# C5500 trailer brakes?



## Williams Ex Co (Feb 10, 2008)

Just recently purchased an '08 C5500 and wondering if they have an integrated brake control or if I need to purchase one.... If I need one what are your best choices?


----------



## RacingZR (Nov 14, 2009)

Not sure if you have one on the truck or not but Prodigy makes the best brake controller.


----------



## Williams Ex Co (Feb 10, 2008)

Thanks! I trailered with it a bit and didnt notice any brake action....


----------



## basher (Nov 13, 2004)

either a teckonsha Primus, Prodigy or P3 controller. Very good controllers, incredibly user friendly.

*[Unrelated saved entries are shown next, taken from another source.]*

PR #248, opened 2024-11-10
 The status label at the bottom of the RoomsList are supposed to be corrected #188 

Demolemon11:
Here #188 
It should be normal right now, please review.
Don't know whether you like the label style below, just tell me if not suitable.
Screenshot from 2024-11-10 11-49-20

### DIFF
--- a/src/home/rooms_list.rs
+++ b/src/home/rooms_list.rs
@@ -23,7 +23,7 @@ live_design! {
     import crate::shared::helpers::*;
     import crate::shared::avatar::Avatar;
     import crate::shared::html_or_plaintext::HtmlOrPlaintext;
-    
+
     import crate::home::room_preview::*;
 
     // An empty view that takes up no space in the portal list.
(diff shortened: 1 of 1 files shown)


kevinaboos:
Thanks for the PR, but this is not the correct fix for this problem. Also, you've made a few assumptions that are not necessarily correct:
1. Just because a room isn't yet known about on the client, does not mean it is empty. So your above screenshot that says "Loaded 7 of 16 rooms, 9 are empty" is definitely not correct.
2. If `self.max_known_rooms` is None, that _does not_ mean that the client's internet connection is bad. Sometimes a server will just decide to not send the max number of known rooms, or it may change over time. 
  * Furthermore, Robrix would never reach this point of code in its execution flow if the internet connection was not working, so this just doesn't make sense.

Please be very careful with your assumptions when displaying status/error messages to the user. 
 
I think the root cause of #188 is that certain rooms list updates are not getting delivered, so this is more than just a simple display problem. We need to look into that more carefully, and it is not this simple/easy to diagnose and fix.

Demolemon11:
Thanks for explanation.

The P3 handles up to four axles, ele or elc/hyd. Excellent products with a great warranty.


----------



## JCI Trans (Oct 21, 2008)

I went from a draw-tite activator 2 to a tekonsha prodigy p3 recently...absolutely no comparison. The tekonsha has the inertia control, which senses how fast the tow vehicle is slowing down and gives the trailer proportional braking, I would highly recommend this unit, and its only about $50 more, depending on where you buy.


----------



## RacingZR (Nov 14, 2009)

That's what I meant.....the Tekonsha Prodigy. Looks like that P3 is the new top dog with the elec/hydrualic option. Both the Prodigy and P3 have proportional brake controlling so you don't have to set it every time. But you still do have the option of adjusting to your liking. Anyway, can't go wrong with Tekonsha. $120 for a good Tekonsha brake controller or half the price for some cheapo.....it's worth the money for a good one with a lifetime warranty.


----------



## Williams Ex Co (Feb 10, 2008)

Any chance that my truck wouldnt have the wiring harness under the dash for the brake controller? I took a quick look under the dash and didnt see anything.... Thanks!


----------



## Williams Ex Co (Feb 10, 2008)

Anyone? What sort of wiring harness should I be looking for? Thanks


----------



## JCI Trans (Oct 21, 2008)

Unless the previous owner had a brake controller and left the harness in, you will need to get a harness with your new controller. They are pretty cheap, and they are vehicle specific. They plug in under the dash in a designated empty outlet. If there was no controller in there before, you may need to put a fuse in the designated outlet in the fusebox. I had to do this with my chevy pickup, yours may be the same setup.


----------



## basher (Nov 13, 2004)

I have seen them with a BC socket inthe convenance box but I have also seen them with out anything. Look in your owners manual for the location of the socket.


----------